Wonder Boy by Ross Willis

Matthew Nichols
Sunday, May 1, 2022

'This play is a treat, exploring the world of Sonny and his stammer'

Wonder Boy
Wonder Boy

I remember the time, two years ago, as the world slid into the first Covid lockdown and schools closed alongside theatres, it started to dawn on the drama teaching community that not only were we in this for the long haul, but that when things started up again we were going to be craving brilliant new theatre. Ross Willis’ glorious new play Wonder Boy is that play; a wholly original voice and a script which is ripe for discovery in the classroom.

The play itself, recently staged at Bristol Old Vic in a production by Sally Cookson, gives us the heart-breaking and heroic protagonist Sonny. He's twelve and an entirely typical boy on the verge of adolescence, apart from having a stammer. Words, vowels, language – it's all a terrifying prospect for Sonny and the situation only becomes more frightening when imposing headteacher Miss Wainwright casts Sonny in the school production of Hamlet. So far so good, but where the play really expands is in the meta world where Sonny creates his very own superhero (Captain Chatter) to help with his stammer.

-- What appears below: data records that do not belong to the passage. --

PR #402, opened 2025-08-25
move `FlashFade` logic to `draw`

MrOinky:
This should fix the occasional strange flicker effect that can happen when creating `FlashFade`s (most noticable when healing in battle)


NyakoFox:
We don't do logic in draw -- couldn't this be easily fixed by just setting `self.alpha` to 0 in init?

MrOinky:
Oh. yeah that would fix the issue too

To say any more would be to spoil the rich joys that reveal themselves as the play unfolds. While it's been a real treat to read and discover the play, how I wish I'd seen Cookson's production; I hope it has a life beyond its Bristol debut. There are some wild (in a good way) stage directions and pages of creative challenges which provide a wealth of opportunity for theatre makers as well as teachers and students discovering this play in the drama studio. As an example, four pages of seemingly random letters, labelled ‘a sea of letters’, provides us with a glimpse into Sonny's world which could be a springboard for an entire half term's work in the drama studio.

This is a play that I will definitely be incorporating into my own teaching, and I can't recommend it highly enough to drama teachers everywhere. This is fantastic writing and would be suited to (probably) Year 9 and above. It's worth noting that there is some strong language in the play, but don't let this put you off. There is so much in this play to make you feel inspired, reenergised and ready to introduce it to your students.